CUARTO.- Se alegan como indicios de la existencia de ese contrato simulado, el que se abonara una cuota cero del 50% de la cantidad concedida en el leasing, pero ello no es algo distinto ni diferente a otros supuestos de arrendamientos financieros, y además se justifica y explica por la existencia de cierta liquidez en la parte ahora recurrente que hacía innecesaria la totalidad de la concesión del arrendamiento financiero, sin perjuicio de que como luego ocurrió se ampliara el mismo para la construcción de la nave, por lo que de este mero hecho no puede deducirse la existencia de contrato simulado, se aduce igualmente como indicio el que el vendedor que ha depuesto como testigo en esta segunda instancia, desconocía en todo caso que la venta se iba a realizar a favor del Banco de Sabadell, y siempre pensó y creyó que la venta se realizaba a favor de la entidad Galys propiedad del Sr. Adriano , pero esto y el hecho de que el Banco no tuviera ninguna relación con el vendedor es habitual en los contratos de arrendamiento financiero en que la cosa es elegida por el arrendatario financiero y no por el arrendador, que solo lo adquiere para suministrar en virtud de dicho contrato la posesión al arrendatario, por ello y en consecuencia de este mero hecho tampoco cabe deducir esa apariencia de contrato simulado.



QUINTO.- En resumen este Tribunal de segunda instancia no puede sino llegar a la única y evidente conclusión de que lo que existió fue un único contrato de arrendamiento financiero inmobiliario, suscrito y querido por ambas partes sin que ninguna de las partes manifestara consentimiento al contrato de préstamo ni de forma expresa ni de forma tácita, y desde luego en modo alguno la entidad bancaria quien manifestó siempre su oposición a la concesión de un préstamo simple al ahora recurrente.

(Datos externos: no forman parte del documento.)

PR #396, opened 2025-09-21
Implement Information-Directed Selection for the Top Two BAI algorithm

jvc56:


jvc56:
This PR introduces an Information-Directed Selection technique for deciding whether to sample the leader or the challenger for the Top Two algorithm. Details in https://arxiv.org/pdf/2205.12086.

PR #402, opened 2025-10-06
Per player sim params and simmed autoplay

olaugh:


src/impl/autoplay.c
```diff
@@ -320,6 +327,153 @@ void game_runner_start(const AutoplayWorker *autoplay_worker,
...
+
+  // Limit the number of plays to sim
+  if (num_moves > sim_num_plays) {
+    // Keep only the top sim_num_plays moves by truncating the count
+    // (moves are already sorted by equity from generate_moves)
+    move_list->count = sim_num_plays;
+  }
+
+  // Create sim results for this simulation
+  SimResults *sim_results = sim_results_create();
```
jvc56, line 382: We should try to create these at the beginning on a per-thread basis instead of every time during movegen.

PR #420, opened 2025-12-03
Infer cutoff test fix

olaugh:


olaugh:
This is just for reference while I hand-code something cleaner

SEXTO.- Conforme a lo establecido en el artículo 398 de la Ley de Enjuiciamiento Civil han de imponerse las costas de esta alzada a la parte cuyo recurso desestimado.

Vistos los artículos citados y demás de general y pertinente aplicación.

Por cuanto antecede en nombre de Su Majestad El Rey y por la autoridad conferida por el Pueblo Español,

Fallo

Que desestimando el recurso de apelación interpuesto por la Procuradora Sra. Gili Ruiz en nombre y representación de Galys 2000, S.L. contra la sentencia de fecha 24 de enero de 2017 dictada por el Juzgado de Primera Instancia nº 97 de Madrid en el Juicio Ordinario nº 176/16, DEBEMOS CONFIRMAR Y CONFIRMAMOS la misma, haciendo expresa imposición de las costas producidas en esta alzada a la parte apelante. Con pérdida del depósito constituido.

Notifíquese la presente sentencia a las partes haciéndoles saber que contra la misma cabe recurso de casación por razón de la cuantía.

Así por esta nuestra sentencia de la que se unirá certificación literal al Rollo de Sala, lo pronunciamos, mandamos y firmamos.

PUBLICACIÓN.- Extendida y firmada la anterior resolución es entregada en esta Secretaría para su notificación, dándose publicidad en legal forma, e incorporada al libro de resoluciones definitivas, se expide certificación literal de la misma para su unión al rollo. Certifico.